:: The data ::

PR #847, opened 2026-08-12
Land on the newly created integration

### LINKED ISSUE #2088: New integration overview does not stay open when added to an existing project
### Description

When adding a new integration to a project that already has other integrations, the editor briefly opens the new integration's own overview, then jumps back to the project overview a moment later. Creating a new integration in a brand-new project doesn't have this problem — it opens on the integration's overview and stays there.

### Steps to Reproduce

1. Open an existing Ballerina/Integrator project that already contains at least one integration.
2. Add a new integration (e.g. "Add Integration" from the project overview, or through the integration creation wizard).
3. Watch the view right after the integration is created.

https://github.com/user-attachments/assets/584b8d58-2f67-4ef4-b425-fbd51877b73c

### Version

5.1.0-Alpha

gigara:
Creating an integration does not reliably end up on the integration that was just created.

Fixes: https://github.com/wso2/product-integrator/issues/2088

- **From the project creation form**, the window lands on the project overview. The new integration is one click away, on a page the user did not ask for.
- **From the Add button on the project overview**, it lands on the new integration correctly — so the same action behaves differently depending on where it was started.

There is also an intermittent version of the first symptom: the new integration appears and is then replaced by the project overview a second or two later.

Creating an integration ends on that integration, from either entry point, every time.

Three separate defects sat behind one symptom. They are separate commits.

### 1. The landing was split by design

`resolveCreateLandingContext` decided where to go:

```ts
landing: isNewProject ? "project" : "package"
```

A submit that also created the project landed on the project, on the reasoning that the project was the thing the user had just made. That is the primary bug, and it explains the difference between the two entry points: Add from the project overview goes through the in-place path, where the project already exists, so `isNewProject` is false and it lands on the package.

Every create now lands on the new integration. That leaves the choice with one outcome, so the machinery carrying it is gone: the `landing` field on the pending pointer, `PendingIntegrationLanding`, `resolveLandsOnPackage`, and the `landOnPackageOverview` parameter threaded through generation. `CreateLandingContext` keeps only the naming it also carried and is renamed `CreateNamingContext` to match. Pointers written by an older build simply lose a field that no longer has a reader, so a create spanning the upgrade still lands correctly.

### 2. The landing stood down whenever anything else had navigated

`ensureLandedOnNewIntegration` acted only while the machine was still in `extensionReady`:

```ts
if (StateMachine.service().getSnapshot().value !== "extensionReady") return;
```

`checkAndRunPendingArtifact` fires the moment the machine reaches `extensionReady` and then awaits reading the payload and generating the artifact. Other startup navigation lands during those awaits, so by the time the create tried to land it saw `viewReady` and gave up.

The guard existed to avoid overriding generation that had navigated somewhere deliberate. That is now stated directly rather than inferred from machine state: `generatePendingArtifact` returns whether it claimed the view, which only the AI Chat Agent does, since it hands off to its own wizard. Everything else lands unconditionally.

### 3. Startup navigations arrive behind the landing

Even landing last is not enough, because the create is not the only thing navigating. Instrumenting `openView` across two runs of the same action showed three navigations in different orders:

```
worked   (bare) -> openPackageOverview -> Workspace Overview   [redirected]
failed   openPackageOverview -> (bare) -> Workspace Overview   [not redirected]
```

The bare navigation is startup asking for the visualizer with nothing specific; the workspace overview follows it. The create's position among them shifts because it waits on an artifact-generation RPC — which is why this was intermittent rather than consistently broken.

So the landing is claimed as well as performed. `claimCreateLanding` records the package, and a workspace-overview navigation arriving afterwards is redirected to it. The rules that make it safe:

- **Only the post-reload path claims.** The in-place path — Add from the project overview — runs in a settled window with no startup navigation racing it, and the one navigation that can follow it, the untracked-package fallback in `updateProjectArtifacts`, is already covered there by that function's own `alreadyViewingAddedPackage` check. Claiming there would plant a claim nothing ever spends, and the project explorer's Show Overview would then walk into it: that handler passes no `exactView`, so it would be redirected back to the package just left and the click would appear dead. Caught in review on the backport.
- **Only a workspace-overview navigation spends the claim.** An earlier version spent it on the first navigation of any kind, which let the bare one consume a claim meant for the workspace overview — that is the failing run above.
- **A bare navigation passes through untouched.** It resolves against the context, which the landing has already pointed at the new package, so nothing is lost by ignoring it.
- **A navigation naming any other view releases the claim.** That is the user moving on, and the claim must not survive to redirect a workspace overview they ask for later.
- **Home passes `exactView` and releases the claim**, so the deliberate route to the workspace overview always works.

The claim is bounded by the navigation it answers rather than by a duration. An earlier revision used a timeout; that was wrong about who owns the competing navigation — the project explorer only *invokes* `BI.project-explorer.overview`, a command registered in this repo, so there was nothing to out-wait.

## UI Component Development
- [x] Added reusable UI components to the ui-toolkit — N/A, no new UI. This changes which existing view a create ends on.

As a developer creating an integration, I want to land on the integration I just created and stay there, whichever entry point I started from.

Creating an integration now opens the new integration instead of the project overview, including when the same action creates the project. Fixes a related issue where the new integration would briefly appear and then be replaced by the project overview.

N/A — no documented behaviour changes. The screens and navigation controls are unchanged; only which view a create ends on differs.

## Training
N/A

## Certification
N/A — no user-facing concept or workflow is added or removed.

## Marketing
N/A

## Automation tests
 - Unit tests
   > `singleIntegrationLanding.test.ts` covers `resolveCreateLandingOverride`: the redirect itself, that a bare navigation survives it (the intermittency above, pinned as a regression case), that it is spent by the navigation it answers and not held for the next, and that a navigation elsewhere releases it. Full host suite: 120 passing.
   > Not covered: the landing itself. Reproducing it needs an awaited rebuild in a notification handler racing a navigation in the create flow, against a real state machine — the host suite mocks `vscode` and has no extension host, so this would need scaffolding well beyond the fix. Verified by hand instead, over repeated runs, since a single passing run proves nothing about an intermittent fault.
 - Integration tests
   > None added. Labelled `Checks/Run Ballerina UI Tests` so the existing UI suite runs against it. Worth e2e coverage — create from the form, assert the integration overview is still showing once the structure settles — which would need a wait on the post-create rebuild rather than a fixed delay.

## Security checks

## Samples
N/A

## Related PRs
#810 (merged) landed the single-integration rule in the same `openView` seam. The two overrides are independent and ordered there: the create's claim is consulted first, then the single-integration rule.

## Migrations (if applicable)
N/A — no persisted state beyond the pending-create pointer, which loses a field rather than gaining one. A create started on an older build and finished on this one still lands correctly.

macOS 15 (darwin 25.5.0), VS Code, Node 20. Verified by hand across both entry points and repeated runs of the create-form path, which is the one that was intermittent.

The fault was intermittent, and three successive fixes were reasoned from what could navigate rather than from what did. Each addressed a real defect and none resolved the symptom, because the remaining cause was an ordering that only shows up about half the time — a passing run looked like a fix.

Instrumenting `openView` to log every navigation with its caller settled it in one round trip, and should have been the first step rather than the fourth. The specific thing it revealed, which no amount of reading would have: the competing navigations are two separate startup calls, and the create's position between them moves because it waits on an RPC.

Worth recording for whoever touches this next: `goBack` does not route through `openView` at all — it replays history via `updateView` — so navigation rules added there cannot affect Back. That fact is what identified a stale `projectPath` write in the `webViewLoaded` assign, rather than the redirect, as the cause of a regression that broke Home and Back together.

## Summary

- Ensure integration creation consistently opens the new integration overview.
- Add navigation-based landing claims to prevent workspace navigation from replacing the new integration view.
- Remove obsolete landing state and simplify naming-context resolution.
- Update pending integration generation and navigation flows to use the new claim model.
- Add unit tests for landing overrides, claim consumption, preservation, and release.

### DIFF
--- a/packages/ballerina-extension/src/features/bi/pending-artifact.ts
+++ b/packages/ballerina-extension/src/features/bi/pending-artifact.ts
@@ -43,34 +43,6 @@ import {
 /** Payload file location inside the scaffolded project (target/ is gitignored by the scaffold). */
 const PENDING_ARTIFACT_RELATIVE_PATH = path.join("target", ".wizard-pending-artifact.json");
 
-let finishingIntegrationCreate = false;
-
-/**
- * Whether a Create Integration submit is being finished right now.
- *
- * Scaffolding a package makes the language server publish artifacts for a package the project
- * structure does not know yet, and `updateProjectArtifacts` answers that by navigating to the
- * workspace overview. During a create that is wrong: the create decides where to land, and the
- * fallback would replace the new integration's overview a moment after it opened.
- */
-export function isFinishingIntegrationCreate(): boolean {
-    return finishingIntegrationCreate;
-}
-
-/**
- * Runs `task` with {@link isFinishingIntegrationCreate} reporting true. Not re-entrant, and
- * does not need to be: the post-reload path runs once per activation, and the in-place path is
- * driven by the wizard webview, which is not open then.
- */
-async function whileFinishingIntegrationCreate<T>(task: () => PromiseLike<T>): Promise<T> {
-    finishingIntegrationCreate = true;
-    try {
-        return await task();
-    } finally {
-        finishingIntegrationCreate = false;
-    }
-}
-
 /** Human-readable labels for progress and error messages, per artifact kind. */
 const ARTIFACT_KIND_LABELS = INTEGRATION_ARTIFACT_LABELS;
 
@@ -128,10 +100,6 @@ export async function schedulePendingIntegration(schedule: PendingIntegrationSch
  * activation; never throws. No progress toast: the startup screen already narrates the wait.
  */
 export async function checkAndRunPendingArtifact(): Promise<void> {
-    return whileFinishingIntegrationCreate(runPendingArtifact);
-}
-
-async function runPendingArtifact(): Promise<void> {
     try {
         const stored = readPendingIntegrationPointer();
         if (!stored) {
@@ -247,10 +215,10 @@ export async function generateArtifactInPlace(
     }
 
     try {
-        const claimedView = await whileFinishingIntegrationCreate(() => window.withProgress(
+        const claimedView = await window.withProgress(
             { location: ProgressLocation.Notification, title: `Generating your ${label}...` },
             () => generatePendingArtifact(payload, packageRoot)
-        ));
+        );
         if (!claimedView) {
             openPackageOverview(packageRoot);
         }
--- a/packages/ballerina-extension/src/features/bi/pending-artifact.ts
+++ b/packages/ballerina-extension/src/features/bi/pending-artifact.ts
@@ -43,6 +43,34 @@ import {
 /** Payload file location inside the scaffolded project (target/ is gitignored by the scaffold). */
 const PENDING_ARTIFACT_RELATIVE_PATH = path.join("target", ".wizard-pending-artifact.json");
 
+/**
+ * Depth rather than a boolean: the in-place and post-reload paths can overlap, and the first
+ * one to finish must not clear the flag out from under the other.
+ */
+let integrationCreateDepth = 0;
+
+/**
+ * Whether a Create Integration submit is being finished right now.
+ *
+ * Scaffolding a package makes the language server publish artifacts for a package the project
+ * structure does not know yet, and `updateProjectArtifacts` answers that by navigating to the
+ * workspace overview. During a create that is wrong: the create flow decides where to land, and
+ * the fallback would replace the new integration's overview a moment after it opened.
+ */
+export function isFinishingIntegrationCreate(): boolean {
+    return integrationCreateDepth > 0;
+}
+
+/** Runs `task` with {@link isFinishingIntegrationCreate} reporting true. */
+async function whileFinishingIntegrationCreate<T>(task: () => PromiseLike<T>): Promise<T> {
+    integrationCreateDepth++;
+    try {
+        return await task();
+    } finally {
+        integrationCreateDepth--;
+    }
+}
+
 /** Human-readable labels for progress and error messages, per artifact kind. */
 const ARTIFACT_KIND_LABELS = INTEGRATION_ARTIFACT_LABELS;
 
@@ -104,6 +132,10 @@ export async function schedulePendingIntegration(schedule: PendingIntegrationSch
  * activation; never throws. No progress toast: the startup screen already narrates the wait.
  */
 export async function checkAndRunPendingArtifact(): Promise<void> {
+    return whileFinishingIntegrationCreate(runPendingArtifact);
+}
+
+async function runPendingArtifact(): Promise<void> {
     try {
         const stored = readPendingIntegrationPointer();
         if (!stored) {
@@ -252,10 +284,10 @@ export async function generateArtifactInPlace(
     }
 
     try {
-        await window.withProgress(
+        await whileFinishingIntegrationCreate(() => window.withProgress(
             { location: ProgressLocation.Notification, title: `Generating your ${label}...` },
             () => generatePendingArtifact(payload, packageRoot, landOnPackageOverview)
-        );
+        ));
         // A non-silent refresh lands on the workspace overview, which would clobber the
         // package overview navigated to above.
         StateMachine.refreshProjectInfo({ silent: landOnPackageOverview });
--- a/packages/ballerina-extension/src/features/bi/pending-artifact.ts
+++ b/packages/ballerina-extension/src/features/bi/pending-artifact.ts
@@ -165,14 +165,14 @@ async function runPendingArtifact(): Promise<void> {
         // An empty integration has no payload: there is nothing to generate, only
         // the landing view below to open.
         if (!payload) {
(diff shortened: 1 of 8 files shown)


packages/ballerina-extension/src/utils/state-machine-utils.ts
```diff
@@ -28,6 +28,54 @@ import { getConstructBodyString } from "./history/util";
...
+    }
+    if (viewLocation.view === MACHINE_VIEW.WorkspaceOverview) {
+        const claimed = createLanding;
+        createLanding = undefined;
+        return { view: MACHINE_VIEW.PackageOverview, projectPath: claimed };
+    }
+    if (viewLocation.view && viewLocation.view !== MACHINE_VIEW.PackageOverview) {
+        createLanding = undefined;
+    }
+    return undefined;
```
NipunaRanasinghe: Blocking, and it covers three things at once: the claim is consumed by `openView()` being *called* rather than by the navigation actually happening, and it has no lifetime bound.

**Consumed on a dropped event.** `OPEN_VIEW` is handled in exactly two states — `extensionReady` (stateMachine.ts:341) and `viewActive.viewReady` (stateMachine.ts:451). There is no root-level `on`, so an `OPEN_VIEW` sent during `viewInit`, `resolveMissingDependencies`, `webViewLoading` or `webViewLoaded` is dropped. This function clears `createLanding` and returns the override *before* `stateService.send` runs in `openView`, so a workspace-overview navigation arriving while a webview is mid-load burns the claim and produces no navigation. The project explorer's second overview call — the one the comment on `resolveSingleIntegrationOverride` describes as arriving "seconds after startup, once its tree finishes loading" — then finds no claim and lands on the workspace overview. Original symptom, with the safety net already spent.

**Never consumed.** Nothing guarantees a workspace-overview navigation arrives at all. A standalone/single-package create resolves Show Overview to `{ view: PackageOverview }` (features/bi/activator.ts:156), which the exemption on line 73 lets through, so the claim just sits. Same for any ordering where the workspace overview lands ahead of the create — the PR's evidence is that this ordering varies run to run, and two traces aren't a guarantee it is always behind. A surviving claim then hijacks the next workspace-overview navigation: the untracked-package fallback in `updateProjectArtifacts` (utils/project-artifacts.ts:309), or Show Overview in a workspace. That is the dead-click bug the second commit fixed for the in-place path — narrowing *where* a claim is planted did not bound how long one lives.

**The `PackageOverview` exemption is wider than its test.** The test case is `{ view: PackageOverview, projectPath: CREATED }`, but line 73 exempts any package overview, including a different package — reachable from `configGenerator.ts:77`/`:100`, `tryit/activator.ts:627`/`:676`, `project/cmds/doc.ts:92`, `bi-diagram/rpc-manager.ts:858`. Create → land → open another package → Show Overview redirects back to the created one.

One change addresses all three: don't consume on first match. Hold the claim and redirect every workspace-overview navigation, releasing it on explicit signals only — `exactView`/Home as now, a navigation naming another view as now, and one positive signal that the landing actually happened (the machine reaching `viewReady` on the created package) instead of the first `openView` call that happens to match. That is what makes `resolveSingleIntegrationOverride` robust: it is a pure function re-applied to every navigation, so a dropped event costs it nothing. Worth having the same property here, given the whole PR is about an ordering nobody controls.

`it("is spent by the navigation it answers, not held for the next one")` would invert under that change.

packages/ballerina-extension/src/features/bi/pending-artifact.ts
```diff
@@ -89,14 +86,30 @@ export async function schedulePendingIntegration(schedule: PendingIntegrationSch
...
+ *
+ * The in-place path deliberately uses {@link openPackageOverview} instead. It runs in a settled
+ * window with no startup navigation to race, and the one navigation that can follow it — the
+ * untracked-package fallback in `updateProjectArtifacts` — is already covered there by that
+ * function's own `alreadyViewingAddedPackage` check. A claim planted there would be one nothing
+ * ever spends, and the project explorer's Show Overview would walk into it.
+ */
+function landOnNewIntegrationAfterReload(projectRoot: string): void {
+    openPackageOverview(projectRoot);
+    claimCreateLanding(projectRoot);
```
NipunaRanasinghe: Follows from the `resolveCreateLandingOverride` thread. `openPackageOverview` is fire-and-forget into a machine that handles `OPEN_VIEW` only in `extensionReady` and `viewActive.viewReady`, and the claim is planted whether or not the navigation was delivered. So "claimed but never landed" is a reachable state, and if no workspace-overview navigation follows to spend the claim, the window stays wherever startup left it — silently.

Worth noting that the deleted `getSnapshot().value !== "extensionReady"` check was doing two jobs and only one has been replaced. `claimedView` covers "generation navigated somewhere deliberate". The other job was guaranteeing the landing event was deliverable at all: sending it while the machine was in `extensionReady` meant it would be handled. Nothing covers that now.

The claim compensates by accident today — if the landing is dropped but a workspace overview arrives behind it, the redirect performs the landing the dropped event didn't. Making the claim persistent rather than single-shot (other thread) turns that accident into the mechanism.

:: Aim of the exercise ::
All lines from the top of the data through the line containing "Fixes: https://github.com/wso2/product-integrator/issues/2088" need to be retyped exactly, and nothing more.

:: Result of this exercise ::
PR #847, opened 2026-08-12
Land on the newly created integration

### LINKED ISSUE #2088: New integration overview does not stay open when added to an existing project
### Description

When adding a new integration to a project that already has other integrations, the editor briefly opens the new integration's own overview, then jumps back to the project overview a moment later. Creating a new integration in a brand-new project doesn't have this problem — it opens on the integration's overview and stays there.

### Steps to Reproduce

1. Open an existing Ballerina/Integrator project that already contains at least one integration.
2. Add a new integration (e.g. "Add Integration" from the project overview, or through the integration creation wizard).
3. Watch the view right after the integration is created.

https://github.com/user-attachments/assets/584b8d58-2f67-4ef4-b425-fbd51877b73c

### Version

5.1.0-Alpha

gigara:
Creating an integration does not reliably end up on the integration that was just created.

Fixes: https://github.com/wso2/product-integrator/issues/2088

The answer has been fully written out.